> **Exercise aim**
Every line below needs to be reproduced exactly.

(Supplied material)

PR #4934, opened 2026-09-04
fix(chargers): isolate car plans and preserve composed measurements

mgazza:
A charger moved to a different slot by #4928 can consume the previous occupant's published plan. Track the registry allocation version from configuration fetch through plan publication, and make all four charger controls wait for a plan built from the current mapping. Also keep each car's published window list separate: the previous list was shared across loop iterations, so later cars inherited earlier cars' windows.

Fix two measurement regressions: Ohme retains its energy and power contribution when another component registers first or discovery repeats; legacy and discovered measurements of the same charger are counted once. Matching uses the existing exact-entity and bounded manufacturer-serial rules, and legacy measurements are restored when discovery releases them.

Validation:
- The full `unit_test.py --quick` suite passed (four slow tests skipped).
- All seven affected component/registry suites passed, including 62 registry regressions and 97 Ohme tests.
- All pre-commit hooks for changed files passed.
- Both energy regressions were reproduced against the original PR. New tests cover each control loop waiting after reassignment and rejecting a plan published for an older allocation.

Slot numbering still follows the ordering documented in #4928; adding a charger may require adjusting per-car settings. This follow-up targets `feat/charger-registry`, keeping the review fixes separate from the original feature.

### DIFF
--- a/.cspell/custom-dictionary-workspace.txt
+++ b/.cspell/custom-dictionary-workspace.txt
@@ -408,6 +408,7 @@ nord
 nordpool
 noreferrer
 nosc
+nosuch
 nosuchrun
 notgithub
 notsn
--- a/apps/predbat/charger_registry.py
+++ b/apps/predbat/charger_registry.py
@@ -1,0 +1,553 @@
+# -----------------------------------------------------------------------------
+# Predbat Home Battery System
+# Copyright Trefor Southwell 2026 - All Rights Reserved
+# This application maybe used for personal use only and not for commercial use
+# -----------------------------------------------------------------------------
+# fmt off
+# pylint: disable=consider-using-f-string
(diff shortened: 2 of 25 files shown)


mgazza:
Superseded by #4928 — please close.

These fixes are now folded into #4928 (`569f3255`) rather than stacked on it. #4928 hadn't been reviewed yet, so keeping them separate would have meant offering a two-deep stack whose base had four known defects — a worse review surface, not a better one.

Everything here is in #4928: the registry allocation version carried from configuration fetch through to plan publication so no control loop acts on a plan built for an older mapping, the per-car published window list isolation, Ohme's retained energy and power contribution, and the legacy/discovered measurement dedupe — with their regressions. The branch is also rebased onto current main.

(End Supplied material)

> **Your response**
PR #4934, opened 2026-09-04
fix(chargers): isolate car plans and preserve composed measurements

mgazza:
A charger moved to a different slot by #4928 can consume the previous occupant's published plan. Track the registry allocation version from configuration fetch through plan publication, and make all four charger controls wait for a plan built from the current mapping. Also keep each car's published window list separate: the previous list was shared across loop iterations, so later cars inherited earlier cars' windows.

Fix two measurement regressions: Ohme retains its energy and power contribution when another component registers first or discovery repeats; legacy and discovered measurements of the same charger are counted once. Matching uses the existing exact-entity and bounded manufacturer-serial rules, and legacy measurements are restored when discovery releases them.

Validation:
- The full `unit_test.py --quick` suite passed (four slow tests skipped).
- All seven affected component/registry suites passed, including 62 registry regressions and 97 Ohme tests.
- All pre-commit hooks for changed files passed.
- Both energy regressions were reproduced against the original PR. New tests cover each control loop waiting after reassignment and rejecting a plan published for an older allocation.

Slot numbering still follows the ordering documented in #4928; adding a charger may require adjusting per-car settings. This follow-up targets `feat/charger-registry`, keeping the review fixes separate from the original feature.

### DIFF
--- a/.cspell/custom-dictionary-workspace.txt
+++ b/.cspell/custom-dictionary-workspace.txt
@@ -408,6 +408,7 @@ nord
 nordpool
 noreferrer
 nosc
+nosuch
 nosuchrun
 notgithub
 notsn
--- a/apps/predbat/charger_registry.py
+++ b/apps/predbat/charger_registry.py
@@ -1,0 +1,553 @@
+# -----------------------------------------------------------------------------
+# Predbat Home Battery System
+# Copyright Trefor Southwell 2026 - All Rights Reserved
+# This application maybe used for personal use only and not for commercial use
+# -----------------------------------------------------------------------------
+# fmt off
+# pylint: disable=consider-using-f-string
(diff shortened: 2 of 25 files shown)


mgazza:
Superseded by #4928 — please close.

These fixes are now folded into #4928 (`569f3255`) rather than stacked on it. #4928 hadn't been reviewed yet, so keeping them separate would have meant offering a two-deep stack whose base had four known defects — a worse review surface, not a better one.

Everything here is in #4928: the registry allocation version carried from configuration fetch through to plan publication so no control loop acts on a plan built for an older mapping, the per-car published window list isolation, Ohme's retained energy and power contribution, and the legacy/discovered measurement dedupe — with their regressions. The branch is also rebased onto current main.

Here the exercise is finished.